- [Activity]
Copy every line of the material below word for word.
· · · · ·
PR #739, opened 2025-02-20
Update readme.md

dioptre:
esm is unnecessary


sindresorhus:
It's better described in the "read more" link.

Borewit:
The current `exports` is blocking `file-type` to be loaded Node version 22, using `require`. PR #736 unblocks that.

PR #740, opened 2025-02-20
Add support for RealMedia

matt-oakes:
References:

- Wikipedia: https://en.wikipedia.org/wiki/RealMedia
- Header magic number: https://wiki.multimedia.cx/index.php?title=RealMedia#RealMedia_file_header_(.RMF_or_.RMP)

I have only added support for the RealMedia format and not the older RealAudio. This is because `ffmpeg` only supports this format and I don't have good fixtures for the older format.


Borewit (changes requested):
As per guidance:

> Existing signatures requiring same sample length (same signature group) will be tested prior to your new detections. Yours will be last. (rational: common formats first).

Please make this detection the last detection in group of 4 byte signatures.

matt-oakes:
@Borewit Thanks for the review. Sorry, I missed that part of the requirements.

I have fixed that now and put it at the bottom of the 4-byte section. I have also added the missing heading comment for the 5-byte `DRACO` check to make it clearer that isn't a 4-byte one. I can remove that from this PR if you prefer.

Borewit (approved):
Look good to me

matt-oakes:
Thank you for the review and merging this! Roughly how often do you produce a new release for this to be available publicly?

matt-oakes:
Thank you and thanks for your work on this library. It's very useful!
· · · · ·
- [Exercise result]
PR #739, opened 2025-02-20
Update readme.md

dioptre:
esm is unnecessary


sindresorhus:
It's better described in the "read more" link.

Borewit:
The current `exports` is blocking `file-type` to be loaded Node version 22, using `require`. PR #736 unblocks that.

PR #740, opened 2025-02-20
Add support for RealMedia

matt-oakes:
References:

- Wikipedia: https://en.wikipedia.org/wiki/RealMedia
- Header magic number: https://wiki.multimedia.cx/index.php?title=RealMedia#RealMedia_file_header_(.RMF_or_.RMP)

I have only added support for the RealMedia format and not the older RealAudio. This is because `ffmpeg` only supports this format and I don't have good fixtures for the older format.


Borewit (changes requested):
As per guidance:

> Existing signatures requiring same sample length (same signature group) will be tested prior to your new detections. Yours will be last. (rational: common formats first).

Please make this detection the last detection in group of 4 byte signatures.

matt-oakes:
@Borewit Thanks for the review. Sorry, I missed that part of the requirements.

I have fixed that now and put it at the bottom of the 4-byte section. I have also added the missing heading comment for the 5-byte `DRACO` check to make it clearer that isn't a 4-byte one. I can remove that from this PR if you prefer.

Borewit (approved):
Look good to me

matt-oakes:
Thank you for the review and merging this! Roughly how often do you produce a new release for this to be available publicly?

matt-oakes:
Thank you and thanks for your work on this library. It's very useful!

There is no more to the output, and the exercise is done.